* **Supplied data**:
------------

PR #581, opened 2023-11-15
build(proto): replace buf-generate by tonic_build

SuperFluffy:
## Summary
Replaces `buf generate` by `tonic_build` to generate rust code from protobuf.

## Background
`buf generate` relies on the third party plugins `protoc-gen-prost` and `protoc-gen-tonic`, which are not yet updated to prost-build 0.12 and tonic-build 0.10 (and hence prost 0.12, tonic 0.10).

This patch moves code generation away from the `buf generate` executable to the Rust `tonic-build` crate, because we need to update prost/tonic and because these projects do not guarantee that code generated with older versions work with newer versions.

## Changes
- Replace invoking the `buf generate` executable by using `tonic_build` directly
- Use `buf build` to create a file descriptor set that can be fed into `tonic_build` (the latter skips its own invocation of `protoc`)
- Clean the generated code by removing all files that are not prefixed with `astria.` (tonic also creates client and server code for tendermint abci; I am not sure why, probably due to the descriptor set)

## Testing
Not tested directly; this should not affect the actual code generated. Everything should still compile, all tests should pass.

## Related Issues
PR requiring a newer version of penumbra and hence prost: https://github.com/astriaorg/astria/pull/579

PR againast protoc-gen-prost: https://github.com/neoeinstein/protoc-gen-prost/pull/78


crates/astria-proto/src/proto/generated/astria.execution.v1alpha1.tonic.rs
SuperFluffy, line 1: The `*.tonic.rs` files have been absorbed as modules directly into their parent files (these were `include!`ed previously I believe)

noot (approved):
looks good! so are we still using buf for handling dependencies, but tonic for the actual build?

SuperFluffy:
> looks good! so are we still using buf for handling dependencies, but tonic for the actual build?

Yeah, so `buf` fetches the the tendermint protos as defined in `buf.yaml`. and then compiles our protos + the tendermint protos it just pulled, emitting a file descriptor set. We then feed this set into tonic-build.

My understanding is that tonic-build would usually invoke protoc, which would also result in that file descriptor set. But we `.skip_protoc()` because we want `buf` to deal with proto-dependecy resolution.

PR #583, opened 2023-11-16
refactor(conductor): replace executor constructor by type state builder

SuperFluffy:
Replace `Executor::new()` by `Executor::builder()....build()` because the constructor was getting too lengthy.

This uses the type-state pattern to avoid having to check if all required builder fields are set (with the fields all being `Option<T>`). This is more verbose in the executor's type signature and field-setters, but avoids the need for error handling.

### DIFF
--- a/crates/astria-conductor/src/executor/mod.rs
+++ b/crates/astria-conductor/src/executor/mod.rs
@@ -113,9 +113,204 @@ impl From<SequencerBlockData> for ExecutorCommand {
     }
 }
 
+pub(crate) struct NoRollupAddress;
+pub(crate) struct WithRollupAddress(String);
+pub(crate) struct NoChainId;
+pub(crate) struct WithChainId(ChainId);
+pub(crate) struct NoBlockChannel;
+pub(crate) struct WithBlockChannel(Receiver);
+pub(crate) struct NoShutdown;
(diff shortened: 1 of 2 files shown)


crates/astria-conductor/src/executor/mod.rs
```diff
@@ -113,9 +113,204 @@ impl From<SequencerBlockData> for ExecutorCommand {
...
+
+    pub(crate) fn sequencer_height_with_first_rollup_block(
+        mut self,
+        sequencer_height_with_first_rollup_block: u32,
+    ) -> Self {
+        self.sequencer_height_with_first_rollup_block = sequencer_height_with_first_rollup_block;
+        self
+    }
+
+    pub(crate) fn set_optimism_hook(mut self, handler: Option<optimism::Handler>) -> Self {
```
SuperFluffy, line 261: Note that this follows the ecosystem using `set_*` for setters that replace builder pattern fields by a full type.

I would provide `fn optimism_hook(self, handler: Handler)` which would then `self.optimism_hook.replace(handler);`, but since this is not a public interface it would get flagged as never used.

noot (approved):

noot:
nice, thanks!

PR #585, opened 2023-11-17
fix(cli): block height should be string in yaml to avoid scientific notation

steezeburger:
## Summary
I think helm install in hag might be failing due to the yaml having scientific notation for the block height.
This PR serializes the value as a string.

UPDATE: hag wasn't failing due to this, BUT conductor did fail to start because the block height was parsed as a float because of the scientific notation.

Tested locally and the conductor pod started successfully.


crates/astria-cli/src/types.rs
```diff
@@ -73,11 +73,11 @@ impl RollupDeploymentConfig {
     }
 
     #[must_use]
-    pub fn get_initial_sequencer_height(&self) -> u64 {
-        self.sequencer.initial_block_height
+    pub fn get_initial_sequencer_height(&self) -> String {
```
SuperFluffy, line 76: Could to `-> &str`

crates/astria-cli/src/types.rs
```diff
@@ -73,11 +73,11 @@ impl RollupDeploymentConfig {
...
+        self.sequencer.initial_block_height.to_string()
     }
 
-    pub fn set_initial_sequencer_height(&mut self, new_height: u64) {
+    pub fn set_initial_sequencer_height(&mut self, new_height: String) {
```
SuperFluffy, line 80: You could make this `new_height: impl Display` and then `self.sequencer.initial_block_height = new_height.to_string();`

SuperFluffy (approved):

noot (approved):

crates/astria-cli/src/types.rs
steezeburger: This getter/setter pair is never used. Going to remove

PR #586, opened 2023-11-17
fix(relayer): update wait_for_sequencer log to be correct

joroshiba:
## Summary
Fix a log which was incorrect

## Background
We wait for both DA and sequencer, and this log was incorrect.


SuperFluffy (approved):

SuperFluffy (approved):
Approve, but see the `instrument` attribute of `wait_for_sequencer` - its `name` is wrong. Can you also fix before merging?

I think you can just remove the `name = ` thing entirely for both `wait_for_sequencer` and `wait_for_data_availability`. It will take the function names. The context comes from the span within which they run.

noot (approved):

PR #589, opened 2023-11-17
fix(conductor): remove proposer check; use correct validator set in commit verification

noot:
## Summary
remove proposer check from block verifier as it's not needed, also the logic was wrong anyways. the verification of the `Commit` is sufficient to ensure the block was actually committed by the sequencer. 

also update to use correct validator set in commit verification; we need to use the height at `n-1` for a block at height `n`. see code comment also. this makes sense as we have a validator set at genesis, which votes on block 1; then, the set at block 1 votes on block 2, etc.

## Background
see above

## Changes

------------

* **Work required**:
Where the listing above reaches the line that contains "SuperFluffy, line 1: The", start retyping, and finish with the line that contains "set into tonic-build."; reproduce those lines exactly and no others.

* **Reply to the task**:
SuperFluffy, line 1: The `*.tonic.rs` files have been absorbed as modules directly into their parent files (these were `include!`ed previously I believe)

noot (approved):
looks good! so are we still using buf for handling dependencies, but tonic for the actual build?

SuperFluffy:
> looks good! so are we still using buf for handling dependencies, but tonic for the actual build?

Yeah, so `buf` fetches the the tendermint protos as defined in `buf.yaml`. and then compiles our protos + the tendermint protos it just pulled, emitting a file descriptor set. We then feed this set into tonic-build.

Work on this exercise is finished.